A key strength of this volume lies in its deliberate effort to correct historiographical imbalances. It moves beyond the overfocus on Dublin and explores lesser-studied areas, whilst foregrounding the experiences of provincial clergy and lay actors. In doing so, it lays important groundwork for broader studies that might one day offer a more cohesive view of the Church’s development across the island. 

The essays confront the Church’s institutional frailty head-on, whilst also tracing how it reconstituted itself in the face of profound crisis. This shift is explored not only through the lens of political and theological events, but also through case studies of overlooked regions and figures.

The volume is structured in four parts — three chronological and one thematic — and flows surprisingly well across these divisions. Early chapters focus on the pre-1641 Stuart Church, with Trinity College Dublin emerging as a pivotal institution for clerical formation and Protestant evangelisation.

The period of crisis and collapse between 1641 and 1660 — beginning with the Catholic Rebellion and extending through the Cromwellian conquest — brought devastation to the Church of Ireland, which is explored in the following sections. Notably, even during the period of intense suppression, Protestant practices survived underground, sustained in no small part by committed lay people. This continuity enabled a relatively smooth restoration of the Church in 1660 — an outcome that may surprise those who assume an absolute break during the interregnum.

These chapters illustrate how the Church sought to re-establish itself. Bishops regained their former status, and revenues gradually increased. Yet this restoration also marked a transformation in the Church’s self-conception: from a reforming and evangelising institution to one more concerned with self-identity and internal discipline..

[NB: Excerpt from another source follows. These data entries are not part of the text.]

PR #9175, opened 2025-08-20
Add ctrlpkt buffer pool in xrt::kernel

rbramand-xilinx:
Added buffer pool that caches pre created ctrlpkt buffers. This is done to avoid the overhead of creating them in xrt::run object.
In some test cases xrt::run object creation comes in critical path, so we need to avoid creating buffers with unpinned memory.

 During xrt::run object creation we create xrt::bo's for control code, control packet etc. Control code/Instruction buffer uses pinned memory so allocation overhead is minimal whereas with control packet its not the case. This PR adds changes to maintain buffer pool that can be used for control packet at xrt::kernel level.
Available memory for buffer pool is taken from ini option.
Cache size is limited and when all the cached buffers are in use we create buffer on the fly and use it.
The buffer cache is designed in a way to hold up only the memory that is specified with ini option.

**NOTE :** This PR only considers ctrlpkt buffer only, the next step is to design the solution that can tackle all the buffers used in module_sram . It needs lot of changes in XRT, so can be done with next set of PRs.

Low to moderate

Tested using expoi test case in model-test repo on strix linux - the test case has ctrlpkt data and is multi threaded.

Also collected data with different sized ctrlpkt ELFs on strix Linux and the performance is improved. Below is the comparison with and without these changes 

image

TODO : Get numbers on Windows setup

NA

### DIFF
--- a/src/runtime_src/core/common/api/xrt_kernel.cpp
+++ b/src/runtime_src/core/common/api/xrt_kernel.cpp
@@ -1278,23 +1278,21 @@ public:
   { return arg.type; }
 };
 
-} // namespace
-
-namespace xrt {
 // class buffer_cache - A thread safe cache to hold pre created buffers
+//
 // This class maintains a fixed size pool of reusable buffers to
-// minimize allocation overhead.
-// get_buffer() returns a buffer from the cache if available, or creates one on demand.
-// release_buffer() returns a buffer to the cache only if the pool size limit is not exceeded
-
-
+// minimize allocation overhead.  get_buffer() returns a buffer from
+// the cache if available, or creates one on demand.  release_buffer()
+// returns a buffer to the cache only if the pool size limit is not
+// exceeded
 class buffer_cache
 {
-  std::vector<xrt::bo> m_bo_cache;
-  std::mutex m_mutex;
   xrt::hw_context m_hw_ctx;
   std::vector<uint8_t> m_buf_data;
   const std::size_t m_max_cache_size;
+
+  mutable std::mutex m_mutex;
+  mutable std::vector<xrt::bo> m_bo_cache;
 
   static void
   fill_bo_with_data(xrt::bo& bo, const std::vector<uint8_t>& data)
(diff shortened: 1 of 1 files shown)


src/runtime_src/core/common/api/xrt_kernel.cpp
```diff
@@ -1282,6 +1282,71 @@ class argument
...
+  }
+
+public:
+  buffer_cache(xrt::hw_context ctx, std::vector<uint8_t> data, size_t max_size)
+    : m_hw_ctx(std::move(ctx))
+    , m_buf_data(std::move(data))
+    , m_max_cache_size(max_size)
+  {
+    // Pre allocate the cache size
+    if (m_max_cache_size > 0) {
```
sonals: Can you do an early exit here to remove one control flow indentation?

src/runtime_src/core/common/api/xrt_kernel.cpp
```diff
@@ -1842,6 +1945,24 @@ class kernel_impl : public std::enable_shared_from_this<kernel_impl>
   {
     return regmap_size;
   }
+
+  bool
+  is_ctrlpkt_cache_enabled()
```
sonals: const

sonals (changes requested):
Minor changes suggested, looks good otherwise.

sonals (approved):

sayyanna:
Data from a Strix windows machine, with and without the optimization
image

larry9523 (commented):
1. we don't have to deal with it now, but will we disable the ctlpkt cache in full elf flow?
2. if the actuall ctrlpkt size is larger than the configured, should we create just 1 ctrlpkt cache instead of none? Even with 1 ctrlpkt cache, we can still reduce the xrt::run contructor overhead, right?

rbramand-xilinx:
> 1. we don't have to deal with it now, but will we disable the ctlpkt cache in full elf flow?
> 2. if the actuall ctrlpkt size is larger than the configured, should we create just 1 ctrlpkt cache instead of none? Even with 1 ctrlpkt cache, we can still reduce the xrt::run contructor overhead, right?

Hi Larry, as discussed offline this flow works for full ELF flow as well because we are using ctrl code id to get ctrlpkt data.
Also I have made changes to have minimum pool size as 1 (when ctrlpkt size > pool memory size)

larry9523 (approved):

chvamshi-xilinx (approved):

src/runtime_src/core/common/api/xrt_kernel.cpp
```diff
@@ -1988,13 +2115,19 @@ class run_impl : public std::enable_shared_from_this<run_impl>
   // If module has multiple control codes, id is used to identify
   // the control code that needs to be run.
   // By default first control code that is available is picked
-  static xrt::module
+  xrt::module
```
stsoe: Must be static, it is used during initialization and cannot depend on the object being initialized.

src/runtime_src/core/common/api/xrt_kernel.cpp
```diff
@@ -1282,6 +1282,72 @@ class argument
 
 namespace xrt {
 
+class buffer_cache
```
stsoe, line 1288: What is this?  Please comment carefully so I know what I am looking at.  The PR is nicely commented, but code comments are very important for future code reading.

src/runtime_src/core/common/api/xrt_kernel.cpp
```diff
@@ -1618,6 +1718,12 @@ class kernel_impl : public std::enable_shared_from_this<kernel_impl>
 
     // amend args with computed data based on kernel protocol
     amend_args();
+
+    if (m_module) {
+      // ELF flow, initialize ctrlpkt buffer cache
+      initialize_ctrlpkt_bo_cache();
+    }
```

The final section of the volume turns to thematic studies that span the entire Stuart period. Essays on the role of bishops in the Irish House of Lords, which demonstrate their influence on legislation, ecclesiastical governance, and material culture, including church silver and cathedral music, are insightful. These essays are particularly effective in illuminating the rich, if unevenly documented, cultural life of the Church, especially within urban contexts such as Dublin. Here again, the volume acknowledges the limitations of the historical record, especially in more rural dioceses, without allowing those limitations to foreclose meaningful inquiry.

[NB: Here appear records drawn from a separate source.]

PR #9183, opened 2025-08-21
CR-1246941: Fixing trace issue

bisingha-xilinx:
https://jira.xilinx.com/browse/CR-1246941
When we moved to hw context flow for edge we did not cover all the trace/profiling usecases. And pr https://github.com/Xilinx/XRT/pull/8853 disables xdp device update for hw cotext flow, it should be enabled.
Problem was solved by enabling the xdp device update for hw context flow and by mapping CUs and debug IPs.
n/a
Tested the given testcase by enabling the aie trace in xrt.ini
n/a


src/runtime_src/core/edge/user/shim.cpp
```diff
@@ -1305,8 +1305,18 @@ int shim::load_hw_axlf(xclDeviceHandle handle, const xclBin *buffer, drm_zocl_cr
   bool checkDrmFD = xrt_core::config::get_enable_flat() ? false : true;
   ZYNQ::shim *drv = ZYNQ::shim::handleCheck(handle, checkDrmFD);
 
-  if (!hw_context_enable)
```
vipangul, line 1308: As we discussed offline, please restore update_device code. For hwContext flow, hooks come from xrt_hw_context.cpp.

bisingha-xilinx: Hi @vipangul thank you for the review. will update the PR.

What emerges from this volume is, as Little concedes, still something of a ‘patchwork.’ Yet it is a patchwork of increasing clarity and depth. The essays offer fresh perspectives on clerical experience and the institutional life of the Church of Ireland beyond its better-known figures and urban strongholds. They are concise but nuanced, and collectively they serve as valuable curtain-raisers for future scholarship. They convince the reader that the long seventeenth century was, if not quite the best of times, certainly more than simply the worst. I commend it to you heartily.